Должность Пейн, к своему удивлению, получил, несмотря на ожесточенное сопротивленье кучки несогласных во главе с пастором-шотландцем Уидерспуном, в прошлом — сторонником красавчика принца Чарли. Уидерспун ненавидел Пейна не только за его бесстрашное перо, но и за то еще, что Пейн был квакер и англичанин. Несогласные обвиняли его во всех смертных грехах, от убиенья малолетних и шпионажа в пользу англичан до вероотступничества и тайной принадлежности к нечистой силе. Но Адамс с Джефферсоном и другие стояли за него, а время было такое, что у обеих партий имелись причины пойти на соглашенье. Том Пейн сделался секретарем комитета в Министерстве иностранных дел с жалованьем семьдесят долларов в месяц.
Респектабельность; это было непривычное ощущенье. Семьдесят долларов в месяц — не Бог весть сколько; сказать по правде, семьдесят долларов в недавно выпущенной континентальной валюте грозили обратиться очень скоро вообще в ничто, но Пейну с его скромными потребностями этого более чем хватало — хватало, чтобы расплатиться со своими немногими долгами, купить приличное платье, снять, пускай тесноватую, но чистенькую комнату; хватало на перья и бумагу и оставалось вполне достаточно на еду.
И плюс, конечно, респектабельность; революционер Пейн был никто; писатель Пейн, книгу которого читал и перечитывал почти всякий в тринадцати колониях, кто знал грамоту, а кто не знал, тому ее пересказывали, эту книгу, из-за которой английское правительство проклинало тот день, когда простолюдину доступно сделалось печатное слово — этот Пейн был писака, и только; Пейн-памфлетист, который как никто в Америке способствовал тому, чтобы армия в самый трудный для нее час уцелела, — был подстрекатель черни, и не больше, но Пейн-секретарь комитета в Министерстве иностранных дел был в некотором роде лицо влиятельное, вхожее, как-никак, в круг сильных мира сего; способное оказать услугу, замолвить нужное словечко в нужную минуту. Так, во всяком случае, принято было думать, и никогда еще при встрече с ним столько людей не торопилось снять шляпу, сказать слова приветствия, поклониться.
И зажил Пейн в замкнутом мире, в башне из слоновой кости, защищающей даже самых уязвимых. Вскоре он убедился, что там, где начинается этот своеобразный мирок — высшие сферы колониальной политики, — кончается реальная действительность. То обстоятельство, что малочисленная, истощенная донельзя армия под водительством спокойного и упрямого человека по имени Вашингтон в отчаянном напряжении последних сил ведет войну, значило для Континентального конгресса Тринадцати Соединенных Колоний так мало, что им всякий раз стоило труда напомнить себе, каково истинное положение дел.

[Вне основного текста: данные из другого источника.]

PR #74, opened 2019-02-21
Proof for eliminators of truncations

3abc:
Up to h-level 4 i.e. 2-groupoid.

### DIFF
--- a/Cubical/Experiments/truncations.agda
+++ b/Cubical/Experiments/truncations.agda
@@ -1,5 +1,5 @@
 {-# OPTIONS --cubical --safe #-}
-module Cubical.Experiments.truncations where
+module truncations where
 
 open import Cubical.Data.Nat.Base
 open import Cubical.Core.Prelude
@@ -60,12 +60,12 @@ setTruncElim A B bS f = proof
     C = tIsSet x y p q
     M1 : {x y : sA} (p : x ≡ y) → B x → B y → Set
     M1 p a b = PathP (λ i → B (p i)) a b
-    M2 : {x y : sA} {p q : x ≡ y} (r : p ≡ q) (a : B x) (b : B y)
+    M2 : {x y : sA} {p q : x ≡ y} (r : p ≡ q) {a : B x} {b : B y}
        → (M1 p a b) → (M1 q a b) → Set
-    M2 r a b c d = PathP (λ i → M1 (r i) a b) c d
+    M2 r {a = a} {b = b} c d = PathP (λ i → M1 (r i) a b) c d
     B' : {x y : sA} {p q : x ≡ y} (r : p ≡ q) → Set
     B' {x} {y} {p} {q} r = (a : B x) (b : B y) (c : M1 p a b) (d : M1 q a b)
-                           → M2 r a b c d
+                           → M2 r c d
     L0 = bS x -- : B' (λ i j → C i0 i0) 
     B0 B1 : I → Set
     B0 k = B' (λ i j → C i0 (j ∧ k))
@@ -91,17 +91,17 @@ groupoidTruncElim A B bG f = proof
     C = tIsGroupoid x y p q r s
     M1 : {x y : gA} (p : x ≡ y) → B x → B y → Set
     M1 p a b = PathP (λ i → B (p i)) a b
-    M2 : {x y : gA} {p q : x ≡ y} (r : p ≡ q) (a : B x) (b : B y)
+    M2 : {x y : gA} {p q : x ≡ y} (r : p ≡ q) {a : B x} {b : B y}
        → (M1 p a b) → (M1 q a b) → Set
-    M2 r a b c d = PathP (λ i → M1 (r i) a b) c d
+    M2 r {a = a} {b = b} c d = PathP (λ i → M1 (r i) a b) c d
     M3 : {x y : gA} {p q : x ≡ y} {r s : p ≡ q} (u : r ≡ s)
-         (a : B x) (b : B y) (c : M1 p a b) (d : M1 q a b)
-         → (M2 r a b c d) → (M2 s a b c d) → Set
-    M3 u a b c d e f = PathP (λ i → M2 (u i) a b c d) e f
+         {a : B x} {b : B y} {c : M1 p a b} {d : M1 q a b}
+         → (M2 r c d) → (M2 s c d) → Set
+    M3 u {c = c} {d = d} e f = PathP (λ i → M2 (u i) c d) e f
     B' : {x y : gA} {p q : x ≡ y} {r s : p ≡ q} → (r ≡ s) → Set
     B' {x} {y} {p} {q} {r} {s} u =
       (a : B x) (b : B y) (c : M1 p a b) (d : M1 q a b)
-      (e : M2 r a b c d) (f : M2 s a b c d) → M3 u a b c d e f
+      (e : M2 r c d) (f : M2 s c d) → M3 u e f
     L0 = bG x -- : B' (λ i j k → C i0 i0 i0)
     B0 B1 B2 : I → Set
     B0 i = B' (λ j0 j1 j2 → C i0 i0 (i ∧ j2))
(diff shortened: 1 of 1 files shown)


3abc:
Here is the proof of `g2TruncElim`. To warm up I defined eliminators for Prop, Set and Groupoid as well. Hopefully it's less like brainfuck and more structured.

The idea is simple: we have a (higher) cube in a fiber and we want to expand it to one in the total space. We use a few transport to achieve this. The `M1`, `M2`, `M3`, `M4` are just auxiliary types.

I think this proof is more for the conceptual understanding instead of for computational, it's more or less the same as the existing one for propositional truncation at [PropositionalTruncation.agda#L35](https://github.com/agda/cubical/blob/master/Cubical/Core/PropositionalTruncation.agda#L35). Given the current performance using this to perform computation could be painful.

Cubical/Experiments/truncations.agda
```diff
@@ -0,0 +1,165 @@
...
+isTwoGroupoid = isOfHLevel 4
+
+transport' : (p : I → Set) → (p i0) → (p i1)
+transport' p a = transp (λ i → p i) i0 a
+
+data propTrunc (A : Set) : Set where
+  pinc : A → propTrunc A
+  pIsProp : isProp (propTrunc A)
+
+propTruncElim : (A : Set) (B : (propTrunc A) → Set)
```
mortberg: Isn't this proof definitionally equal to https://github.com/agda/cubical/blob/master/Cubical/Core/PropositionalTruncation.agda#L35 ?

Cubical/Experiments/truncations.agda
```diff
@@ -0,0 +1,165 @@
...
+    L1 : B' C
+    L1 = transport B0 L0
+    L : PathP (λ i → B (pIsProp x y i)) (proof x) (proof y)
+    L = L1 (proof x) (proof y)
+
+data setTrunc (A : Set) : Set where
+  tinc : A → setTrunc A
+  tIsSet : isSet (setTrunc A)
+
+setTruncElim : (A : Set) (B : (setTrunc A) → Set)
```
mortberg: Could you compress this proof a bit? It is quite hard to read because of all the local definitions with very short names.

I would like to understand how it compares to https://github.com/agda/cubical/blob/master/Cubical/HITs/SetTruncation/Properties.agda#L37 . Are the proofs the same or not? Note that J is just a transport with a `/\` connection https://github.com/agda/cubical/blob/master/Cubical/Core/Prelude.agda#L88

Cubical/Experiments/truncations.agda
```diff
@@ -0,0 +1,165 @@
...
+    B1 k = B' (λ i j → C (i ∧ k) j)
+    L1 = transp B0 i0 L0
+    L2 = transp B1 i0 L1
+    L = L2 (λ i → proof (p i)) (λ i → proof (q i))
+
+data groupoidTrunc (A : Set) : Set where
+  tinc : A → groupoidTrunc A
+  tIsGroupoid : isGroupoid (groupoidTrunc A)
+
+groupoidTruncElim : (A : Set) (B : (groupoidTrunc A) → Set)
```
mortberg: Can you please compress the proof of this as well?

Cubical/Experiments/truncations.agda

Вместе с тем невозможно было вообразить правительство более беспомощное; обладая полномочием заключать договоры, они не умели обеспечить их соблюдение; имея право чеканить монету, были не властны покупать золото и серебро; наделенные властью вести войну, не могли поставить армии ни единого солдата. В дни кризиса, в самый острый момент, когда разбитая, замерзающая армия Вашингтона переправилась наконец на юго-западный берег Делавэра, они, хотя никто их к тому не принуждал, сложили с себя свои обязанности и в панике сбежали из Филадельфии в Балтимор, предоставив Вашингтону полновластие диктатора.
Все их познания в военном деле ограничивались тем, что лихорадочно вычитывалось из военных пособий местного издания; всякий исповедовал свою излюбленную теорию ведения войны, каковую и отстаивал, а сходились они лишь в одном: что воевать тем единственным способом, каким умели американцы — то есть применяя тактику бесшумных и смертоносных партизанских налетов, измочаливших в пух и дым британскую армию по пути от Конкорда до Лексингтона, — нелепость и дикость.